It wasn’t the specifics of what he said but the ebullient mood he transmitted. That bus was a cauldron of emotional contagion, all positive. On that muggy August day, most passengers boarded in a sullen mood. But as they exited the bus, that driver would smile and wish them a happy day—and their smiles in return showed their mood was already heading there.
Years later I learned that bus driver’s name, Govan Brown, and that he had a personal mission. The deacon of a Baptist church, Brown saw his passengers as part of his “flock” to be tended.
His purpose stands in stark contrast to that of the New York Transit Authority, his employer. Its organizational mission might be summarized simply as getting passengers to their destinations efficiently—which has little or nothing to do with tending to the well-being of those passengers.

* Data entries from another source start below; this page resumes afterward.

PR #1086, opened 2024-09-27
Fix Hardhat compile error when library or interface has namespace struct, print warning for library

### LINKED ISSUE #1066: hardhat-upgrades: Failed to compile a library that contains storage variable when using hardhat-upgrades plugin
When I try to compile a Hardhat project that contains a Solidity library, I get an unexpected error. The library seems to be valid solidity code, but the compile fails when the @openzeppelin/hardhat-upgrades plugin is enabled.

### Steps to Reproduce

1. Install the hardhat(v2.22.9) and @openzeppelin/hardhat-upgrades(v3.2.1) plugin.
2. Include the following solidity library and hardhat config in the project:
```solidity
// SPDX-License-Identifier: UNLICENSED
pragma solidity ^0.8.20;

library Storage {
    // keccak256(abi.encode(uint256(keccak256("library.storageerror")) - 1)) & ~bytes32(uint256(0xff))
    bytes32 internal constant STORAGE_LOCATION =
        0x55d0c499112f0d58436b580033c012e14f7cc466c2e114bde6231acb85553000;

    /// @custom:storage-location erc7201:library.storageerror
    struct MainStorage {
        uint256 a;
    }

    function layout() internal pure returns (MainStorage storage $) {
        assembly {
            $.slot := STORAGE_LOCATION
        }
    }
}
```

```js
require("@openzeppelin/hardhat-upgrades");

/** @type import('hardhat/config').HardhatUserConfig */
module.exports = {
  solidity: "0.8.24",
};
```
3. `npx hardhat compile`

### Error message

```
$ npx hardhat compile
An unexpected error occurred:

TypeError: Library cannot have non-constant state variables
  --> contracts/Storage.sol:12:7:
   |
12 |     } MainStorage $MainStorage_751401;
   |       ^^^^^^^^^^^^^^^^^^^^^^^^^^^^^^^



```

ericglau:
This PR addresses two issues:

---

1. Fixes compilation error if library or interface contains namespace.

When making modified solc input to extract storage layouts, we normally detect namespace annotated structs in contracts and insert corresponding storage variables in order to get the detailed storage layouts of those structs.

However, libraries and interfaces do not support storage variables, so we should skip this insertion for libraries and interfaces.

(Note that if contracts inherit interfaces, namespaces in those interfaces can still be validated but they won't have detailed type information such as slots or lengths)

Fixes #1066 

---

2. Warn if library contains namespace.

ERC-7201 states, "Structs with this annotation found outside of contracts are not considered to be namespaces for any contract in the source code."

Storage layout validations can only occur on namespaces that we can detect in contracts and their inheritance (including inherited interfaces).  Particularly, namespaces in libraries are NOT validated, although we can see from [this GitHub query](https://github.com/search?q=%28path%3A*.sol%29+AND+%22library%22+AND+%22%40custom%3Astorage-location%22&type=code&ref=advsearch) that it is quite common.

This PR also adds a warning (not an error, to avoid breaking changes) if namespaces are defined in libraries.


frangio:
> (Note that if contracts inherit interfaces, namespaces in those interfaces can still be validated but they won't have detailed type information such as slots or lengths)

This is unfortunate. Have you considered any workarounds?

Can the interface be converted into a contract?

Amxx (approved):

PR #656, opened 2018-12-11
[Feature] 1.1.1 Email alerts - subscription model

despo:
## Trello card URL:
https://trello.com/c/5oJ6NTzf/656-111-email-alerts-subscription-model

## Changes in this PR:
Adds subscription model and essential validations.

### DIFF
--- a/app/models/subscription.rb
+++ b/app/models/subscription.rb
@@ -1,0 +1,19 @@
+class Subscription < ApplicationRecord
+  enum status: %i[active trashed]
+  enum frequency: %i[daily]
+
+  validates :email, email_address: { presence: true }
+  validates :frequency, presence: true
+  validates :search_criteria, uniqueness: { scope: %i[email expires_on frequency] }
+
+  scope :ongoing, -> { active.where('expires_on >= current_date') }
+
+  before_save :set_reference
+
+  def set_reference
+    self.reference ||= loop do
+      reference ||= SecureRandom.hex(8)
+      break reference unless self.class.exists?(email: email, reference: reference)
+    end
+  end
+end
--- a/app/validators/concerns/validator_concerns.rb
+++ b/app/validators/concerns/validator_concerns.rb
@@ -1,0 +1,17 @@
+module ValidatorConcerns
+  extend ActiveSupport::Concern
+
+  def check_presence?
+    options.key?(:presence) && options[:presence]
+  end
+
+  private
+
+  def error_message(record, attribute, message)
+    record.errors[attribute] << message
+  end
+
+  def cant_be_blank_message
+    I18n.t('errors.messages.blank')
+  end
+end
--- a/app/validators/email_address_validator.rb
+++ b/app/validators/email_address_validator.rb
@@ -1,0 +1,23 @@
+class EmailAddressValidator < ActiveModel::EachValidator
+  EMAIL_FORMAT = /\A([^@\s]+)@((?:[-a-z0-9]+\.)+[a-z]{2,})\z/i
+
+  def validate_each(record, attribute, value)
+    return record.errors[attribute] << cant_be_blank_message if check_presence? && value.blank?
+    record.errors[attribute] << invalid_error_message(options) if value[EMAIL_FORMAT].nil?
+  end
+
+  private
+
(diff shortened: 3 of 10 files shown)


despo:
[1.1.1 Email alerts: Subscription model](https://trello.com/c/5oJ6NTzf/656-111-email-alerts-subscription-model)

db/migrate/20181210151520_add_index_to_subscriptions.rb
```diff
@@ -0,0 +1,7 @@
+class AddIndexToSubscriptions < ActiveRecord::Migration[5.2]
+  def change
+    add_index :subscriptions, [:email, :status, :frequency, :expires_on], unique: true,
```
despo: this needs to be removed as it will restict creating multiple alerts on the same day (as search_criteria is a json field and cannot be used as part of the index)

app/validators/email_address_validator.rb
```diff
@@ -0,0 +1,16 @@
+class EmailAddressValidator < ActiveModel::EachValidator
+  include ValidatorConcerns
+  EMAIL_FORMAT = /\A([^@\s]+)@((?:[-a-z0-9]+\.)+[a-z]{2,})\z/i
```
lozette: Not for now, but I'm wondering if we can re-use this email validator for the contact_email field in the job posting eventually. We have a ton of validators all over the place and it might be nice to reconcile them a bit.

app/models/subscription.rb
```diff
@@ -0,0 +1,19 @@
...
+  enum status: %i[active trashed]
+  enum frequency: %i[daily]
+
+  validates :email, email_address: { presence: true }
+  validates :frequency, presence: true
+  validates :search_criteria, uniqueness: { scope: %i[email expires_on frequency] }
+
+  scope :ongoing, -> { active.where('expires_on >= current_date') }
+
+  before_save :set_reference
```
tahb: Active record hooks make be wary as they can be called at unexpected times. I found some considerations [1] which I think are worth considering. 

- should this run with `after_commit` instead of `after_save` or `before_save`
- do we need to set this after save at all? could we set it on the initialisation, or are there other considerations to be made? 

https://www.justinweiss.com/articles/a-couple-callback-gotchas-and-a-rails-5-fix/

app/validators/concerns/validator_concerns.rb
```diff
@@ -0,0 +1,17 @@
+module ValidatorConcerns
```
tahb: Nice extraction and reuse.

spec/models/subscription_spec.rb
```diff
@@ -0,0 +1,86 @@
...
+
+  context 'reference' do
+    it 'generates a reference if one is not set' do
+      expect(SecureRandom).to receive(:hex).and_return('ABCDEF')
+      subscription = create(:subscription, frequency: :daily)
+
+      expect(subscription.reference).to eq('ABCDEF')
+    end
+
+    it 'does not generate a reference if one is set' do
```
tahb: 👍

app/models/subscription.rb
despo: I will take a better look, however the Subscription model is not indexed by ES, and the value should be generated within the user session (if the user does not set a value, which is why it cannot be done on initialisation) so I don't think this is necessary. 

What I think I missed here is enforcing a value in the reference field, as the subscription mockups rely on having that value set. That would enforce why this needs to happen in a before hook as well.

db/migrate/20181210145601_create_subscriptions.rb
```diff
@@ -0,0 +1,14 @@
+class CreateSubscriptions < ActiveRecord::Migration[5.2]
+  def change
+    create_table :subscriptions, id: :uuid do |t|
+      t.string :email
+      t.integer :frequency
+      t.date :expires_on
+      t.integer :status, default: 0
+      t.jsonb :search_criteria
+      t.string :reference, null: false
```
despo: Latest amendment. Don't allow an empty reference at db level as we don't want to enforce model validation (as we will generate the value if the user does not set one).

The formal statement is to “preserve and enhance the quality of life and economic health of the region through the cost-efficient provision of safe, on-time, reliable, and clean transportation services.”
But, surprisingly, such a mismatch of personal purpose and organizational mission may not matter that much. Research by the Korn Ferry Institute finds that just being in touch with your purpose can matter greatly, more than the match itself. The researchers call having a strong sense of personal mission being “purposeful,” having clarity about your own purpose, and at best, finding some way in which your purpose seems compatible with your niche in your organization. Such purposefulness, that data shows, has a high correlation with feeling both engaged in one’s work and commitment to one’s organization.
In short, you need not have an exact match between your personal purpose and your organization’s mission. Companies can benefit, it turns out, by welcoming people whose burning purpose is not a cookie-cutter fit with that organization’s mission.
Consider, for instance, today’s career “nomads,” people who may spend just a year or two at a given company but who nevertheless may add a needed dose of creativity or alternative perspective. Or take the counterintuitive advantage of a fossil fuel company hiring a climate-change activist whose purpose revolves around ending carbon dioxide emissions: that’s the vision and energy that can help that company open a division aiming at carbon reduction through alternative energy, which could prove to be a major strategy for survival in the future.
As Signe Spencer, one of the Korn Ferry Institute researchers, put it, “It’s a common mistake to want alignment between a worker’s purpose and an organization’s mission. That’s an old way of thinking. It doesn’t matter how alike your purpose and your company’s might be—just that you are committed and engaged.”
My bus trip with Govan Brown, which I recounted in the opening pages of my book Emotional Intelligence, struck a chord with Howard Gardner, a Harvard psychologist. He saw Brown as a prime example of what he and his research partners, William Damon at Stanford and Mihalyi Csikszentmihalyi at Claremont University, call “good work”: a mix of first-class performance, utter engagement, and a guiding ethical purpose. That combination makes someone excellent at work they enjoy and find deeply satisfying.
Indeed, Brown was an outstanding bus driver. When he retired, hundreds of his devoted passengers came to a party in his honor—the only time the New York Transit Authority threw such a retirement event. By then he had gotten more than 1,400 letters of commendation—and not one complaint.